Name Type Description Default
data_config DataModel

Pydantic model for CAREamics data configuration.

required
train_data Path or str or ndarray

Training data, can be a path to a folder, a file or a numpy array.

required
val_data Path or str or ndarray

Validation data, can be a path to a folder, a file or a numpy array, by default None.

None
train_data_target Path or str or ndarray

Training target data, can be a path to a folder, a file or a numpy array, by default None.

None
val_data_target Path or str or ndarray

Validation target data, can be a path to a folder, a file or a numpy array, by default None.

None
read_source_func Callable

Function to read the source data, by default None. Only used for custom data type (see DataModel).

None
extension_filter str

Filter for file extensions, by default "". Only used for custom data types (see DataModel).

''
val_percentage float

Percentage of the training data to use for validation, by default 0.1. Only used if val_data is None.

0.1
val_minimum_split int

Minimum number of patches or files to split from the training data for validation, by default 5. Only used if val_data is None.

5
use_in_memory bool

Use in memory dataset if possible, by default True.

True

Attributes:

Name Type Description
data_config DataModel

CAREamics data configuration.

data_type SupportedData

Expected data type, one of "tiff", "array" or "custom".

batch_size int

Batch size.

use_in_memory bool

Whether to use in memory dataset if possible.

train_data Path or ndarray

Training data.

val_data Path or ndarray

Validation data.

train_data_target Path or ndarray

Training target data.

val_data_target Path or ndarray

Validation target data.

val_percentage float

Percentage of the training data to use for validation, if no validation data is provided.

val_minimum_split int

Minimum number of patches or files to split from the training data for validation, if no validation data is provided.

read_source_func Optional[Callable]

Function to read the source data, used if data_type is custom.

extension_filter str

Filter for file extensions, used if data_type is custom.

get_data_statistics()

Return training data statistics.

Returns:

Type Description
tuple of list

Means and standard deviations across channels of the training data.

prepare_data()

Hook used to prepare the data before calling setup.

Here, we only need to examine the data if it was provided as a str or a Path.

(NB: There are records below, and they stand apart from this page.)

Issue #376, opened 2019-03-11
Show global linter messages in file viewer


kumar303:
As a step towards showing all linter messages in the file view (https://github.com/mozilla/addons-code-manager/issues/41), show just the global messages at the top. Global messages are those that do not relate to a specific line number.

STR:
* Browse a version that has a global linter message, such as http://localhost:3000/en-US/browse/491343/versions/1527716/
* Select the file which has the message, such as `chrome/content/jquery-1.6.4.min.js`

Issue #368, opened 2019-03-08
Do not execute thunks in tests


kumar303:
### Describe the problem and steps to reproduce it:

* Set up a test for a component that dispatches a thunk on mount. For example, [`Compare`](https://github.com/mozilla/addons-code-manager/blob/da388493553b5a460889689d4d99683ca1c0a01f/src/pages/Compare/index.tsx) dispatches `_fetchVersion` on mount which executes async loading code.

### What happened?

By default (i.e. without stubbing `store.dispatch`), the thunk will be dispatched and executed

### What did you expect to happen?

The thunk should not be executed.

### Anything else we should know?

Since we use [createFakeThunk()](https://github.com/mozilla/addons-code-manager/blob/da388493553b5a460889689d4d99683ca1c0a01f/src/test-helpers.tsx#L305), we never need to execute a thunk in a component test. We *infer* its execution by asserting how / when it gets dispatched.

Executing thunks in tests might create confusing side effects, especially when we add proper error handling (https://github.com/mozilla/addons-code-manager/issues/182).

Maybe we can create a special test store with the thunk middleware removed? Or stub it by default somehow?

bobsilverberg:
This would be good to address. I'd prefer to keep this code quality issue open.

PR #378, opened 2019-03-11
Show global linter messages in file viewer

kumar303:
Fixes https://github.com/mozilla/addons-code-manager/issues/376

Screenshot 2019-03-11 11 02 21
Screenshot 2019-03-11 11 01 30

### DIFF
--- a/src/pages/Browse/index.spec.tsx
+++ b/src/pages/Browse/index.spec.tsx
@@ -191,7 +191,6 @@ describe(__filename, () => {
 
     const store = configureStore();
     store.dispatch(versionActions.loadVersionInfo({ version }));
-    spyOn(store, 'dispatch');
 
     const root = render({ store, versionId: String(version.id) });
 
--- a/src/pages/Browse/index.spec.tsx
+++ b/src/pages/Browse/index.spec.tsx
@@ -14,6 +14,7 @@ import {
 import configureStore from '../../configureStore';
 import {
   ExternalLinterMessage,
+  ExternalLinterResult,
   actions as linterActions,
   createInternalMessage,
 } from '../../reducers/linter';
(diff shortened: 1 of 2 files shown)


src/pages/Browse/index.spec.tsx
```diff
@@ -84,6 +196,7 @@ describe(__filename, () => {
 
     const store = configureStore();
     store.dispatch(versionActions.loadVersionInfo({ version }));
+    spyOn(store, 'dispatch');
```
bobsilverberg: This is being done to prevent thunks from actually being dispatched?

src/pages/Browse/index.spec.tsx
```diff
@@ -181,4 +353,57 @@ describe(__filename, () => {
       path,
     });
   });
+
+  it('renders a global LinterMessage', () => {
+    const file = 'lib/react.js';
+    const externalMessage = globalExternalMessage({
+      file,
+      message: 'This is a known third party library',
```
bobsilverberg: This doesn't seem strictly needed, as we're never asserting anything about it. Could this not just be the default message that comes with `fakeExternalLinterMessage`?

src/pages/Browse/index.spec.tsx
```diff
@@ -181,4 +353,57 @@ describe(__filename, () => {
...
+      ],
+    });
+
+    const message = root.find(LinterMessage);
+    expect(message).toHaveLength(2);
+    expect(message.at(0).prop('message')).toMatchObject({ uid: firstUid });
+    expect(message.at(1).prop('message')).toMatchObject({ uid: secondUid });
+  });
+
+  it('ignores global messages for the wrong version', () => {
```
bobsilverberg: Would it be worth also having a test where the version matches but we load external messages for `pathA`, and then render with `pathB`, and we make sure the messages are not rendered?

src/pages/Browse/index.spec.tsx
```diff
@@ -49,27 +70,118 @@ describe(__filename, () => {
...
     _fetchVersion,
     _fetchVersionFile,
     _log,
     addonId = '999',
     versionId = '123',
-    store = configureStore(),
+    store,
   }: RenderParams = {}) => {
+    let safeStore = store;
+    if (!safeStore) {
```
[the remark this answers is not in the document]
kumar303: True, these changes are a bit confusing. I can remove them. I'm not really sure why I added them for this patch. I think I was getting confused by the console errors during development so I just wanted to get rid of them. I'll save it all for https://github.com/mozilla/addons-code-manager/issues/368

src/pages/Browse/index.spec.tsx
kumar303: Yes, good idea. That's important logic to cover.

kumar303:
Thanks for the review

TODO: from lightning doc: prepare_data is called from the main process. It is not recommended to assign state here (e.g. self.x = y) since it is called on a single process and if you assign states here then they won't be available for other processes.

https://lightning.ai/docs/pytorch/stable/data/datamodule.html

setup(*args, **kwargs)

Hook called at the beginning of fit, validate, or predict.

Parameters:

Name Type Description Default
*args Any

Unused.

()
**kwargs Any

Unused.

{}

train_dataloader()

Create a dataloader for training.

Returns:

Type Description
Any

Training dataloader.

val_dataloader()

Create a dataloader for validation.

Returns:

Type Description
Any

Validation dataloader.

create_train_datamodule(train_data, data_type, patch_size, axes, batch_size, val_data=None, transforms=None, train_target_data=None, val_target_data=None, read_source_func=None, extension_filter='', val_percentage=0.1, val_minimum_patches=5, train_dataloader_params=None, val_dataloader_params=None, use_in_memory=True)

Create a TrainDataModule.

This function is used to explicitly pass the parameters usually contained in a GenericDataConfig to a TrainDataModule.

Since the lightning datamodule has no access to the model, make sure that the parameters passed to the datamodule are consistent with the model's requirements and are coherent.

The default augmentations are XY flip and XY rotation. To use a different set of augmentations, you can pass a list of transforms to transforms.

The data module can be used with Path, str or numpy arrays. In the case of numpy arrays, it loads and computes all the patches in memory. For Path and str inputs, it calculates the total file size and estimate whether it can fit in memory. If it does not, it iterates through the files. This behaviour can be deactivated by setting use_in_memory to False, in which case it will always use the iterating dataset to train on a Path or str.

To use array data, set data_type to array and pass a numpy array to train_data.

By default, CAREamics only supports types defined in careamics.config.support.SupportedData. To read custom data types, you can set data_type to custom and provide a function that returns a numpy array from a path. Additionally, pass a fnmatch and Path.rglob compatible expression (e.g. "*.jpeg") to filter the files extension using extension_filter.

In the absence of validation data, the validation data is extracted from the training data. The percentage of the training data to use for validation, as well as the minimum number of patches to split from the training data for validation can be set using val_percentage and val_minimum_patches, respectively.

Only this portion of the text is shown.